▶ TASK
Go over the entries below line by line, copying each one that contains the word "shown".

▶ Records excerpted from a collection
◆ ◆ ◆
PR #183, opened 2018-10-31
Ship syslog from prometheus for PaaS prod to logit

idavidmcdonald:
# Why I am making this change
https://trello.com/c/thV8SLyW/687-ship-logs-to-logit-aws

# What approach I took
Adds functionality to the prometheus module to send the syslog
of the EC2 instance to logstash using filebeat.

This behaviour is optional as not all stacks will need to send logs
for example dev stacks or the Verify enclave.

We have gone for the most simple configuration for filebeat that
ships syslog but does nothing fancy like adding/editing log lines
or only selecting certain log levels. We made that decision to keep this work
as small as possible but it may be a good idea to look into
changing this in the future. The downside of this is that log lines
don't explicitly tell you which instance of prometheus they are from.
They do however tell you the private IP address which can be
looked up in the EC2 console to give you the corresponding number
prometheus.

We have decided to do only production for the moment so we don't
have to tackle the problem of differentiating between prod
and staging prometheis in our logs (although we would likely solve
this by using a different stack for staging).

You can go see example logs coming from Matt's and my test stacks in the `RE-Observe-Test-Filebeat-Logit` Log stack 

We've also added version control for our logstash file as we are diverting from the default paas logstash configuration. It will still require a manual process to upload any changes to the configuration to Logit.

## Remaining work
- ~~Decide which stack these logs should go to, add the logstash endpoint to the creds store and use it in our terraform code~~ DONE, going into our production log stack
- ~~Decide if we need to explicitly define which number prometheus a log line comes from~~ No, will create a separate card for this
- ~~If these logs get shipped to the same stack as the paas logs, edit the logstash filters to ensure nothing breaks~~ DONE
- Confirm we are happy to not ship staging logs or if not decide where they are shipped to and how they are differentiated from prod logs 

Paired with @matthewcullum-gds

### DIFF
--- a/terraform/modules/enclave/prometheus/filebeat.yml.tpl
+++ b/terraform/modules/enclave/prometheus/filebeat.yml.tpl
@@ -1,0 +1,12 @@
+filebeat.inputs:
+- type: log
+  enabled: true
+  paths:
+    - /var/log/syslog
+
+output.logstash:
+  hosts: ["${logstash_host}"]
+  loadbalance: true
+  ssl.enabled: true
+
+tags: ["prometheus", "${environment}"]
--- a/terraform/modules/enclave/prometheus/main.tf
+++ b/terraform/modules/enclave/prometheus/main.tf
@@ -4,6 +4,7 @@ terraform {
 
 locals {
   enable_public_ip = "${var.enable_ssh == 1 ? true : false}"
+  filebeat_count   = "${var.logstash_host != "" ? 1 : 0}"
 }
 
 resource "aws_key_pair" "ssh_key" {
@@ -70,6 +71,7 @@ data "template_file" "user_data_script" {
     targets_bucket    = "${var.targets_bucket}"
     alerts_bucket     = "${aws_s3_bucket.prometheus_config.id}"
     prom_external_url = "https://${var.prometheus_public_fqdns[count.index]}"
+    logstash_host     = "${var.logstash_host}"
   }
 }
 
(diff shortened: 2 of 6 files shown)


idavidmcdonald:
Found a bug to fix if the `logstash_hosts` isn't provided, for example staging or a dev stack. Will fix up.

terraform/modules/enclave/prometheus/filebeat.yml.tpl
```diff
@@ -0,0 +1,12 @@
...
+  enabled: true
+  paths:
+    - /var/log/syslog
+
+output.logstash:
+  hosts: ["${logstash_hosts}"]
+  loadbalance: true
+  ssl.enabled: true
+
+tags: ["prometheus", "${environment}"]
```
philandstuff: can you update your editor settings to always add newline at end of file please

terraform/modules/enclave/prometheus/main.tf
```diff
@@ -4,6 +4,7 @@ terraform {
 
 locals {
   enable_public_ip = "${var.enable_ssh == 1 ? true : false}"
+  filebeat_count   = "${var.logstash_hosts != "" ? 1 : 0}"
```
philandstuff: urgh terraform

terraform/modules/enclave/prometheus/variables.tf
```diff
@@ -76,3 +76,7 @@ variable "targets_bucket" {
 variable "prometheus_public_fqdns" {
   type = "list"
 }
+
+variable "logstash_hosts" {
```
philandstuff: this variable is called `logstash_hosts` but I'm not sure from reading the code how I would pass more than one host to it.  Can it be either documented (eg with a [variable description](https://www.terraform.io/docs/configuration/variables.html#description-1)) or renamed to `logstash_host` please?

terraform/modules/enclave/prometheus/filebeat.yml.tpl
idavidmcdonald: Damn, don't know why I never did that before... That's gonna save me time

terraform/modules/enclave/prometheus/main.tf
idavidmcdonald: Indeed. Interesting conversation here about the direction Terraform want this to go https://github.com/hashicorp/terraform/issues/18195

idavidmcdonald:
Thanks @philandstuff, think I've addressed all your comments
◆ ◆ ◆
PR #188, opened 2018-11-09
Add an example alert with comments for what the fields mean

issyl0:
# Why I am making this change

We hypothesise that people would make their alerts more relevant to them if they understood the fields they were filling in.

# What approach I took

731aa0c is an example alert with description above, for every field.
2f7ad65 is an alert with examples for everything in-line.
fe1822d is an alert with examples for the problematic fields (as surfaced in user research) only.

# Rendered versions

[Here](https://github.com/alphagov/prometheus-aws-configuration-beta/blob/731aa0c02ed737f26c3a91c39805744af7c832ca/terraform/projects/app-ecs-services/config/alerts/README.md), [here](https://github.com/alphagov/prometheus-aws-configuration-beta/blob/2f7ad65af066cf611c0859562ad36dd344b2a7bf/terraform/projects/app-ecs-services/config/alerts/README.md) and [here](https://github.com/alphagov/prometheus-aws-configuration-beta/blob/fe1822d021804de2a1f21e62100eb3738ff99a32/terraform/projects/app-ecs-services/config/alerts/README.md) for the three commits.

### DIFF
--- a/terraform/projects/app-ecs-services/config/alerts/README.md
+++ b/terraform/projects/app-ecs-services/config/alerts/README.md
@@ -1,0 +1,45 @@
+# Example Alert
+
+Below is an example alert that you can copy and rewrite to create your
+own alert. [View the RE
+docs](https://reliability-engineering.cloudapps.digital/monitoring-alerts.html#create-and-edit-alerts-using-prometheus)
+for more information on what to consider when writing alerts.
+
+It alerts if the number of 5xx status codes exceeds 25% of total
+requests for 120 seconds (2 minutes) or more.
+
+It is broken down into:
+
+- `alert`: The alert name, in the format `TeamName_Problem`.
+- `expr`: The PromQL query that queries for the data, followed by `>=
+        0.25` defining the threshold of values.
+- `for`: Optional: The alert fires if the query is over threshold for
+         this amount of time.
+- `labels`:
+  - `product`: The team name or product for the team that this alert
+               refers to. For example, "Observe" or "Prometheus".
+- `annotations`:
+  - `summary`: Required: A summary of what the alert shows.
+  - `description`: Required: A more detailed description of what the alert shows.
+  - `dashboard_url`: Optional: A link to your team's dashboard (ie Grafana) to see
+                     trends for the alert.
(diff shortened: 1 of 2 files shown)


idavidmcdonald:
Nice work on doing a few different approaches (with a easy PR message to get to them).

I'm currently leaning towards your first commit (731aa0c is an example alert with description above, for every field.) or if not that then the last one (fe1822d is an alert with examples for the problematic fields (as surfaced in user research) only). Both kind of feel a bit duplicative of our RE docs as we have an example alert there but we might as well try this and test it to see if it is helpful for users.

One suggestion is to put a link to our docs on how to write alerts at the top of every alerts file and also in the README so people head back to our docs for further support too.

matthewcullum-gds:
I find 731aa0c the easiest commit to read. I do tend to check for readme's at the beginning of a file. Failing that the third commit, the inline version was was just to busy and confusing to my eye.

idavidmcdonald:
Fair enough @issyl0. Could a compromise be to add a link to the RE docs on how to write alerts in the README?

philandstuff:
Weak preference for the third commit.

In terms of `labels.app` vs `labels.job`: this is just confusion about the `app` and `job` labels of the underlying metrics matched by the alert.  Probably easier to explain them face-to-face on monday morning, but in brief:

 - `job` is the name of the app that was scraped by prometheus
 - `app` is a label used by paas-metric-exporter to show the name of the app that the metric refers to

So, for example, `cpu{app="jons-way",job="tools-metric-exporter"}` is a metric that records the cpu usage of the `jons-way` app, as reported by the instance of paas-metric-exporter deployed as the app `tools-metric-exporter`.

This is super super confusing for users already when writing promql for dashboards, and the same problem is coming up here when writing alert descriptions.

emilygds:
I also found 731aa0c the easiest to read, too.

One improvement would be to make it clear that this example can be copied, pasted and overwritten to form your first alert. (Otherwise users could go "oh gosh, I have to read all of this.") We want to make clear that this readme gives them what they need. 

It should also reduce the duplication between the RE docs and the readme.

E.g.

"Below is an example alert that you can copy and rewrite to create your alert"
◆ ◆ ◆
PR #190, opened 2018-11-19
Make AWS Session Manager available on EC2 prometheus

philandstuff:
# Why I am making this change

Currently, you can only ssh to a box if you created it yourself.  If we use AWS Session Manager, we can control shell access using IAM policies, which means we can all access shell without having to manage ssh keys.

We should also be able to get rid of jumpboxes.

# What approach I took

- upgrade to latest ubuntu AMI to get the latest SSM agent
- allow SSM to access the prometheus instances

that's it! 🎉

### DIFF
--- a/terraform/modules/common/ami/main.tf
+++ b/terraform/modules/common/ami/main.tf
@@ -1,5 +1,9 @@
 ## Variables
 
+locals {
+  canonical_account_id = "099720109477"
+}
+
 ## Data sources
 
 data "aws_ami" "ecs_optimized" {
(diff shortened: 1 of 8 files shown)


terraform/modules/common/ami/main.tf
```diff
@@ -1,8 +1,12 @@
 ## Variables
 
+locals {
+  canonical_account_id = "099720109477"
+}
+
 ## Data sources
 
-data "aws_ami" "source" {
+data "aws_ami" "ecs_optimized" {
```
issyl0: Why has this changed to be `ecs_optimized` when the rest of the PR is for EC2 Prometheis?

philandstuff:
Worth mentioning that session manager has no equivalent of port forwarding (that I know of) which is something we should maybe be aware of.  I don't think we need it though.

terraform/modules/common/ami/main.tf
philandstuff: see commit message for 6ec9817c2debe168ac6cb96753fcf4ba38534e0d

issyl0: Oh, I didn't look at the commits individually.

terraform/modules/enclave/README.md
◆ ◆ ◆
▶ TASK ANSWER
(diff shortened: 2 of 6 files shown)
(diff shortened: 1 of 2 files shown)
(diff shortened: 1 of 8 files shown)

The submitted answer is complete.